Vietnam Ekspor 8 Juta Ton Lebih Beras pada 2025, Raup Untung Rp68 Triliun

> Ekspor beras Vietnam pada tahun 2025 mencapai lebih dari 8,06 juta ton, menghasilkan pendapatan lebih dari US$4,1 miliar (sekitar Rp68 Triliun).

> Dibandingkan dengan tahun sebelumnya, angka-angka ini menunjukkan penurunan sebesar 10,8% dalam volume dan 27,6% dalam nilai. Penurunan pendapatan ini disebabkan oleh penurunan harga beras global dan melemahnya permintaan luar negeri.
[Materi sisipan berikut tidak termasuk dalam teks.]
PR #7513, opened 2019-03-06
Document Unicode::CaseOptions enum

r00ster91:
I think the `Unicode::CaseOptions` enum should be publicly documented when it can be used in methods like `String#upcase` so you can easily see all the available case options.


asterite:
Sorry, I don't understand this change. The enum is already documented. And the module too.

r00ster91:
But not publicy documented. It's not in the API documentation. I think stuff that can be used in public methods (like `upcase`) should be documented too. When one wants to know the case options he needs to open GitHub first, find `unicode.cr` by opening `src` then scroll through till you eventually find the `unicode` folder, open it, then you perhaps don't know whether it's `data.cr` or `unicode.cr` (I don't think that's obvious for everyone) and then you finally see those 3 case options. That's pretty inconvient.

asterite:
Oh, I see, this is the relevant line:

```crystal
require "./unicode/unicode"
```

src/unicode/unicode.cr
```diff
@@ -1,13 +1,7 @@
-# Provides methods that answer questions about unicode characters,
-# and the `Unicode::CaseOptions` enum for special case conversions
-# like Turkic.
-#
-# There's no need to use the methods defined in this module
-# because they are exposed in `Char` in a more convenient way
-# (`Char#upcase`, `Char#downcase`, `Char#whitespace?`, etc.)
+# Provides the `Unicode::CaseOptions` enum for special case conversions like Turkic and
+# private and undocumented methods that are exposed in `Char`.
```
RX14: I'd rather not reference the undocumented methods at all. Leave this class with no doc comment and seperate the old doc comment from the module with a line.

r00ster91: You mean like this?
```cr
# ...
# because they are exposed in `Char` in a more convenient way
# (`Char#upcase`, `Char#downcase`, `Char#whitespace?`, etc.)

# :nodoc:
module Unicode
...
```
But then the module wouldn't show up in the API documentation and so neither the `CaseOptions` enum.

straight-shoota: "no doc comment" != "nodoc comment"

In your example, simply remove the nodoc line. `Unicode` will be included in the docs, but the documentation for this module will be empty.

src/unicode/unicode.cr
```diff
@@ -1,13 +1,12 @@
...
 #
-# There's no need to use the methods defined in this module
+# There's no need to use the methods defined here
 # because they are exposed in `Char` in a more convenient way
 # (`Char#upcase`, `Char#downcase`, `Char#whitespace?`, etc.)
+
 module Unicode
-  # Options to pass to `upcase`, `downcase`, `uppercase?`
-  # and `lowercase?` to control their behaviour.
+  # Case options to pass to various char and string methods such as `upcase` or `downcase`.
```
Sija:
```suggestion
  # Case options to pass to various `Char` and `String` methods such as `upcase` or `downcase`.
```

src/unicode/unicode.cr
```diff
@@ -1,13 +1,12 @@
-# Provides methods that answer questions about unicode characters,
-# and the `Unicode::CaseOptions` enum for special case conversions
-# like Turkic.
+# The `Unicode` module provides methods that answer questions about unicode characters,
+# and the `Unicode::CaseOptions` enum for special case conversions like Turkic.
 #
-# There's no need to use the methods defined in this module
+# There's no need to use the methods defined here
```
asterite: I think this line here is incorrect. It says "there's no need to use the methods in this module"... but all the methods are `:nodoc:`! So which methods is this comment talking about?

I'd simply hide this comment and say that the `Unicode` module provides just the `Unicode::CaseOptions` enum.

bcardiff: @r00ster91 the comment above still applies. It's not a priority but in order to merge this PR, those need to be addressed.

r00ster91: Oh, I must've missed this one.

I left this in because this comment will not show up in the API docs. This whole comment will only be visible to people visiting this file on GitHub. And for those these methods are visible. However it doesn't make sense to say that these nodoc methods shouldn't be used only here in this file. So I will remove this section of this comment and add a public comment saying that it provides the `CaseOptions` enum.

src/unicode/unicode.cr
```diff
@@ -1,13 +1,6 @@
-# Provides methods that answer questions about unicode characters,
-# and the `Unicode::CaseOptions` enum for special case conversions
-# like Turkic.
```
Sija: I'd just leave this part and remove the rest.

r00ster91: This is included in the public comment now.

Sija: Got misled by the diff, right.

Blacksmoke16:
@r00ster91 Am I missing something or is this still not actually visible in the online API docs?  

Specifically on https://crystal-lang.org/api/0.28.0/String.html#upcase%28options%3DUnicode%3A%3ACaseOptions%3A%3ANone%29-instance-method, the arg type isnt linked nor is `Unicode` in the sidebar.

asterite:
https://github.com/crystal-lang/crystal/blob/db9cb72763af14cfa5d950d4e5903f6ac17fc04f/src/unicode/data.cr#L7

asterite:
I guess nobody tried running `makes docs` to see if the docs appeared?

Blacksmoke16:
Apparently not, that would do it.

Sija:
Seems like `:nodoc:` from `unicode/data.cr` has a priority over https://github.com/crystal-lang/crystal/blob/db9cb72763af14cfa5d950d4e5903f6ac17fc04f/src/unicode/unicode.cr#L1-L2

PR #7527, opened 2019-03-08
Compiler: merge procs with the same arguments type and Nil | T return type to Nil return type

### LINKED ISSUE #3655: Proc with Void return type
```crystal
class A
  @@a : String -> Void
  @@a = ->(y : String){
    	1
  }
end
```

compiler complains Proc type doesn't match.

asterite:
Fixes #3655

The idea here is that a proc that returns any type `T` is compatible with a proc with the same argument types that returns `Nil`. The union type of those things is just the type of the proc that returns `Nil`, as in "in the general case we don't know anything about the value being returned".

This is a rule that's currently being applied in a few places, this fixes the language to apply it in more (all?) places.

### DIFF
--- a/src/compiler/crystal/semantic/type_merge.cr
+++ b/src/compiler/crystal/semantic/type_merge.cr
@@ -271,12 +271,24 @@ module Crystal
 
   class ProcInstanceType
     def common_ancestor(other : ProcInstanceType)
+      # For Proc(..., NoReturn), Proc(..., T) we keep Proc(..., T)
       if return_type.no_return? && arg_types == other.arg_types
         return other
       end
 
+      # Same but the other way around
       if other.return_type.no_return? && arg_types == other.arg_types
         return self
+      end
+
+      # For Proc(..., Nil), Proc(..., T) we keep Proc(..., Nil)
+      if return_type.nil_type? && arg_types == other.arg_types
+        return self
+      end
+
+      # Same but the other way around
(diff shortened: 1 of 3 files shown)


src/compiler/crystal/semantic/type_merge.cr
```diff
@@ -271,14 +271,26 @@ module Crystal
...
         return other
       end
 
+      # Same but the other way around
       if other.return_type.no_return? && arg_types == other.arg_types
         return self
       end
 
+      # For Proc(..., Nil), Proc(..., T) we keep Proc(..., Nil)
+      if return_type.nil_type? && arg_types == other.arg_types
```
straight-shoota: This entire method could return early if `arg_types != other.arg_types`.

asterite: Yes, but doing that is expensive if the return types are other.

paulcsmith:
Incredible! That was so fast. Thank @asterite

asterite:
@paulcsmith Glad to help! 😊 

It would be great if you can try it out in the code you have, if you are familiar with compiling the compiler (or maybe now there are nightlies that can make this easier).

Blacksmoke16:
@asterite This PR ended up breaking Athena.  (The commit before this was merged works fine).  I'll see if i can come up with a reduced example of what is breaking.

Vietnam, Suarathailand- Vietnam mengekspor lebih dari 8,06 juta ton beras pada tahun 2025, menghasilkan pendapatan lebih dari US$4,1 miliar, menurut statistik terbaru dari Departemen Bea Cukai.

Angka-angka tersebut menunjukkan penurunan tahunan sebesar 10,8% dalam volume dan 27,6% dalam nilai, yang jelas mencerminkan dampak penurunan harga beras global selama setahun terakhir.

Beras pecah 5% dari negara itu dikutip dalam beberapa hari terakhir antara US$360 dan US$365 per ton. 

Seorang pedagang di Kota Ho Chi Minh mengatakan aktivitas perdagangan telah melambat di tengah lemahnya permintaan luar negeri, memperkirakan bahwa permintaan kemungkinan akan tetap rendah karena Filipina dan Indonesia mungkin akan mengurangi pembelian, sementara pasokan dari India diperkirakan akan meningkat tajam.

Menurut Kementerian Pertanian dan Lingkungan Hidup, hingga 31 Desember 2025, Delta Mekong, lumbung padi terbesar Vietnam, telah menanam 921.000 hektar tanaman padi Musim Dingin-Musim Semi 2025–2026, setara dengan 73,8 juta hektar dari total luas lahan yang direncanakan sebesar 1,266 juta hektar.

Beberapa lahan yang ditanami lebih awal telah mulai dipanen.